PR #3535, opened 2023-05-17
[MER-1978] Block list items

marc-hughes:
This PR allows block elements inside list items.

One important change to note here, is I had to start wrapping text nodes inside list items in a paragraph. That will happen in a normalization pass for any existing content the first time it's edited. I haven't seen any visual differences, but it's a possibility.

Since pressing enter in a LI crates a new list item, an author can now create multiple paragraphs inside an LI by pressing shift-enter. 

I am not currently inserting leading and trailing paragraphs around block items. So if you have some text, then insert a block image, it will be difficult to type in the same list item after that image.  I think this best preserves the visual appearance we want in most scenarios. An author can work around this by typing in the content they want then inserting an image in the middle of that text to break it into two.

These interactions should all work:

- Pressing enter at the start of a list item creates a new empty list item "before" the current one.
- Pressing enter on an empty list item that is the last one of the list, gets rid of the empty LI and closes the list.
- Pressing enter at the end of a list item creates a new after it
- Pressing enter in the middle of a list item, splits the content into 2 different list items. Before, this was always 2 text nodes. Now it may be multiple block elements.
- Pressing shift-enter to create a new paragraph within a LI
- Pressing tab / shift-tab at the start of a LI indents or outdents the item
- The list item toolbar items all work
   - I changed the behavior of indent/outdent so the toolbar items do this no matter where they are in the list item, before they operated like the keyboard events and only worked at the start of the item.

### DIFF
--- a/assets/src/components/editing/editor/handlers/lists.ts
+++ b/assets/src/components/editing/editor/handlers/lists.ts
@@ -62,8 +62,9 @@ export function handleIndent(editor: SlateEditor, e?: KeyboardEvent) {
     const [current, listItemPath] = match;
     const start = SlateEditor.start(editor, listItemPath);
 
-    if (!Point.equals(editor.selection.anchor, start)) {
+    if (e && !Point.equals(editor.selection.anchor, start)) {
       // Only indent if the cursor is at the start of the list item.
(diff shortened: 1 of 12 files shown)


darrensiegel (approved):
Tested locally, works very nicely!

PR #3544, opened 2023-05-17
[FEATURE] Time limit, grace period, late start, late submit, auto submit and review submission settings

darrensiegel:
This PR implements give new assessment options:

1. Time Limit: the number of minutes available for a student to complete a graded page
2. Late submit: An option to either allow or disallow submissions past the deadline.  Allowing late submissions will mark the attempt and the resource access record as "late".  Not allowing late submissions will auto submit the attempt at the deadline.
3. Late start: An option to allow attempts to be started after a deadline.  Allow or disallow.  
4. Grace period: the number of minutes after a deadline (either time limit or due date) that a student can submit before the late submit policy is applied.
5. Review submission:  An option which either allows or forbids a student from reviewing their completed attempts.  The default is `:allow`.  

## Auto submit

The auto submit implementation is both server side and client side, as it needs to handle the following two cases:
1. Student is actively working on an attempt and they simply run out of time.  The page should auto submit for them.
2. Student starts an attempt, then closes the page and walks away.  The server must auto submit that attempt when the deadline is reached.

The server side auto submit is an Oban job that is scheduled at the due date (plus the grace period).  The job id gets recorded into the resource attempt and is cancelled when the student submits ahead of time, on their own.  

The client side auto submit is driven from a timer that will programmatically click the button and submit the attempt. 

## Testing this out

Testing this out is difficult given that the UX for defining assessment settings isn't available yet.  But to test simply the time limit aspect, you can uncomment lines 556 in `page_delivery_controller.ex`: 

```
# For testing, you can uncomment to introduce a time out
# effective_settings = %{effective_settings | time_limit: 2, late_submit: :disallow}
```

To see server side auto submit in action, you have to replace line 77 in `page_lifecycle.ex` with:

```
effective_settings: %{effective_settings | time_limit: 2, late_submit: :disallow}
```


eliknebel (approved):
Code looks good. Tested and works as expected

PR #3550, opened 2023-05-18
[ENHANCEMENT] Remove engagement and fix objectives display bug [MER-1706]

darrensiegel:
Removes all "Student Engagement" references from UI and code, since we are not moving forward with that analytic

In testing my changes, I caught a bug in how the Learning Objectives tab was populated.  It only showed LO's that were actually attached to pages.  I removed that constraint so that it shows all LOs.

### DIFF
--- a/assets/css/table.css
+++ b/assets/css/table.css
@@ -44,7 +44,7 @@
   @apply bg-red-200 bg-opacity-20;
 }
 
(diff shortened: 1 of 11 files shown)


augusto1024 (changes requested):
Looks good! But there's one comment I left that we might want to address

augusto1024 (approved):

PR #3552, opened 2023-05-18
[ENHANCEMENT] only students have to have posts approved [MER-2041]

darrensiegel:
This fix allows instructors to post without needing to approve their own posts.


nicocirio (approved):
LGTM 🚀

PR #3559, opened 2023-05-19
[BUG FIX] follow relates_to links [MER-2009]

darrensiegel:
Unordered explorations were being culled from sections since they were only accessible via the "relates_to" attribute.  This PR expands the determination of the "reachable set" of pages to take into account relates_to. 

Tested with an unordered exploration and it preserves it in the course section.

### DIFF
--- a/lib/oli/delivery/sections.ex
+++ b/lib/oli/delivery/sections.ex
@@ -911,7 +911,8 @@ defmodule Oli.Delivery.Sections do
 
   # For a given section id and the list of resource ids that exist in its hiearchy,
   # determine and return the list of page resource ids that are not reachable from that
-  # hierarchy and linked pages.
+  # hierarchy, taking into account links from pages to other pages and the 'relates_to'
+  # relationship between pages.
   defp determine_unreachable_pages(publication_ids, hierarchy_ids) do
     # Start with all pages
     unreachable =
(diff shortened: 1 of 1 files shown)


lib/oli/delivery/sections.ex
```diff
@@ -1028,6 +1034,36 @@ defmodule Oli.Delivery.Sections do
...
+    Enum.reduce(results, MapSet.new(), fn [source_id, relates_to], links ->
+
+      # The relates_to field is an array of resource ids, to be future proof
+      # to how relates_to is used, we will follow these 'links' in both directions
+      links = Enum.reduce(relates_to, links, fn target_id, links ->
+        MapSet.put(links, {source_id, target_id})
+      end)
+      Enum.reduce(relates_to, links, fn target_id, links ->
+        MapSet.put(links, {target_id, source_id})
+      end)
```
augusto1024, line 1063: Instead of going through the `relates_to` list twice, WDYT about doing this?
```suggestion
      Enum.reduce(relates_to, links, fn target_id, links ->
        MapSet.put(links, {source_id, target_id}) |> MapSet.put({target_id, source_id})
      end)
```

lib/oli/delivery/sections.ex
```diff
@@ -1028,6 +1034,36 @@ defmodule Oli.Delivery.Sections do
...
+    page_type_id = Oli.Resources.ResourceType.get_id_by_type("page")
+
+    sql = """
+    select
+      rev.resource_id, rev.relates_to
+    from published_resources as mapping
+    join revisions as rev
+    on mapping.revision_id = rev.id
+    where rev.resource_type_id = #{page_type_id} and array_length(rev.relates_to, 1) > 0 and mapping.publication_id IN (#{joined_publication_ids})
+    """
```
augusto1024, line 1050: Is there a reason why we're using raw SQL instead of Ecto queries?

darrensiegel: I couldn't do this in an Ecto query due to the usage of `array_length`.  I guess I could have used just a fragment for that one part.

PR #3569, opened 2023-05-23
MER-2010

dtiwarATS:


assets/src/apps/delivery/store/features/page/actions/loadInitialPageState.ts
----
**PROBLEM TO SOLVE:** Once you have read the listing, retype it in full, word for word.

**RESULT OF THE EXERCISE:**
PR #3535, opened 2023-05-17
[MER-1978] Block list items

marc-hughes:
This PR allows block elements inside list items.

One important change to note here, is I had to start wrapping text nodes inside list items in a paragraph. That will happen in a normalization pass for any existing content the first time it's edited. I haven't seen any visual differences, but it's a possibility.

Since pressing enter in a LI crates a new list item, an author can now create multiple paragraphs inside an LI by pressing shift-enter. 

I am not currently inserting leading and trailing paragraphs around block items. So if you have some text, then insert a block image, it will be difficult to type in the same list item after that image.  I think this best preserves the visual appearance we want in most scenarios. An author can work around this by typing in the content they want then inserting an image in the middle of that text to break it into two.

These interactions should all work:

- Pressing enter at the start of a list item creates a new empty list item "before" the current one.
- Pressing enter on an empty list item that is the last one of the list, gets rid of the empty LI and closes the list.
- Pressing enter at the end of a list item creates a new after it
- Pressing enter in the middle of a list item, splits the content into 2 different list items. Before, this was always 2 text nodes. Now it may be multiple block elements.
- Pressing shift-enter to create a new paragraph within a LI
- Pressing tab / shift-tab at the start of a LI indents or outdents the item
- The list item toolbar items all work
   - I changed the behavior of indent/outdent so the toolbar items do this no matter where they are in the list item, before they operated like the keyboard events and only worked at the start of the item.

### DIFF
--- a/assets/src/components/editing/editor/handlers/lists.ts
+++ b/assets/src/components/editing/editor/handlers/lists.ts
@@ -62,8 +62,9 @@ export function handleIndent(editor: SlateEditor, e?: KeyboardEvent) {
     const [current, listItemPath] = match;
     const start = SlateEditor.start(editor, listItemPath);
 
-    if (!Point.equals(editor.selection.anchor, start)) {
+    if (e && !Point.equals(editor.selection.anchor, start)) {
       // Only indent if the cursor is at the start of the list item.
(diff shortened: 1 of 12 files shown)


darrensiegel (approved):
Tested locally, works very nicely!

PR #3544, opened 2023-05-17
[FEATURE] Time limit, grace period, late start, late submit, auto submit and review submission settings

darrensiegel:
This PR implements give new assessment options:

1. Time Limit: the number of minutes available for a student to complete a graded page
2. Late submit: An option to either allow or disallow submissions past the deadline.  Allowing late submissions will mark the attempt and the resource access record as "late".  Not allowing late submissions will auto submit the attempt at the deadline.
3. Late start: An option to allow attempts to be started after a deadline.  Allow or disallow.  
4. Grace period: the number of minutes after a deadline (either time limit or due date) that a student can submit before the late submit policy is applied.
5. Review submission:  An option which either allows or forbids a student from reviewing their completed attempts.  The default is `:allow`.  

## Auto submit

The auto submit implementation is both server side and client side, as it needs to handle the following two cases:
1. Student is actively working on an attempt and they simply run out of time.  The page should auto submit for them.
2. Student starts an attempt, then closes the page and walks away.  The server must auto submit that attempt when the deadline is reached.

The server side auto submit is an Oban job that is scheduled at the due date (plus the grace period).  The job id gets recorded into the resource attempt and is cancelled when the student submits ahead of time, on their own.  

The client side auto submit is driven from a timer that will programmatically click the button and submit the attempt. 

## Testing this out

Testing this out is difficult given that the UX for defining assessment settings isn't available yet.  But to test simply the time limit aspect, you can uncomment lines 556 in `page_delivery_controller.ex`: 

```
# For testing, you can uncomment to introduce a time out
# effective_settings = %{effective_settings | time_limit: 2, late_submit: :disallow}
```

To see server side auto submit in action, you have to replace line 77 in `page_lifecycle.ex` with:

```
effective_settings: %{effective_settings | time_limit: 2, late_submit: :disallow}
```


eliknebel (approved):
Code looks good. Tested and works as expected

PR #3550, opened 2023-05-18
[ENHANCEMENT] Remove engagement and fix objectives display bug [MER-1706]

darrensiegel:
Removes all "Student Engagement" references from UI and code, since we are not moving forward with that analytic

In testing my changes, I caught a bug in how the Learning Objectives tab was populated.  It only showed LO's that were actually attached to pages.  I removed that constraint so that it shows all LOs.

### DIFF
--- a/assets/css/table.css
+++ b/assets/css/table.css
@@ -44,7 +44,7 @@
   @apply bg-red-200 bg-opacity-20;
 }
 
(diff shortened: 1 of 11 files shown)


augusto1024 (changes requested):
Looks good! But there's one comment I left that we might want to address

augusto1024 (approved):

PR #3552, opened 2023-05-18
[ENHANCEMENT] only students have to have posts approved [MER-2041]

darrensiegel:
This fix allows instructors to post without needing to approve their own posts.


nicocirio (approved):
LGTM 🚀

PR #3559, opened 2023-05-19
[BUG FIX] follow relates_to links [MER-2009]

darrensiegel:
Unordered explorations were being culled from sections since they were only accessible via the "relates_to" attribute.  This PR expands the determination of the "reachable set" of pages to take into account relates_to. 

Tested with an unordered exploration and it preserves it in the course section.

### DIFF
--- a/lib/oli/delivery/sections.ex
+++ b/lib/oli/delivery/sections.ex
@@ -911,7 +911,8 @@ defmodule Oli.Delivery.Sections do
 
   # For a given section id and the list of resource ids that exist in its hiearchy,
   # determine and return the list of page resource ids that are not reachable from that
-  # hierarchy and linked pages.
+  # hierarchy, taking into account links from pages to other pages and the 'relates_to'
+  # relationship between pages.
   defp determine_unreachable_pages(publication_ids, hierarchy_ids) do
     # Start with all pages
     unreachable =
(diff shortened: 1 of 1 files shown)


lib/oli/delivery/sections.ex
```diff
@@ -1028,6 +1034,36 @@ defmodule Oli.Delivery.Sections do
...
+    Enum.reduce(results, MapSet.new(), fn [source_id, relates_to], links ->
+
+      # The relates_to field is an array of resource ids, to be future proof
+      # to how relates_to is used, we will follow these 'links' in both directions
+      links = Enum.reduce(relates_to, links, fn target_id, links ->
+        MapSet.put(links, {source_id, target_id})
+      end)
+      Enum.reduce(relates_to, links, fn target_id, links ->
+        MapSet.put(links, {target_id, source_id})
+      end)
```
augusto1024, line 1063: Instead of going through the `relates_to` list twice, WDYT about doing this?
```suggestion
      Enum.reduce(relates_to, links, fn target_id, links ->
        MapSet.put(links, {source_id, target_id}) |> MapSet.put({target_id, source_id})
      end)
```

lib/oli/delivery/sections.ex
```diff
@@ -1028,6 +1034,36 @@ defmodule Oli.Delivery.Sections do
...
+    page_type_id = Oli.Resources.ResourceType.get_id_by_type("page")
+
+    sql = """
+    select
+      rev.resource_id, rev.relates_to
+    from published_resources as mapping
+    join revisions as rev
+    on mapping.revision_id = rev.id
+    where rev.resource_type_id = #{page_type_id} and array_length(rev.relates_to, 1) > 0 and mapping.publication_id IN (#{joined_publication_ids})
+    """
```
augusto1024, line 1050: Is there a reason why we're using raw SQL instead of Ecto queries?

darrensiegel: I couldn't do this in an Ecto query due to the usage of `array_length`.  I guess I could have used just a fragment for that one part.

PR #3569, opened 2023-05-23
MER-2010

dtiwarATS:


assets/src/apps/delivery/store/features/page/actions/loadInitialPageState.ts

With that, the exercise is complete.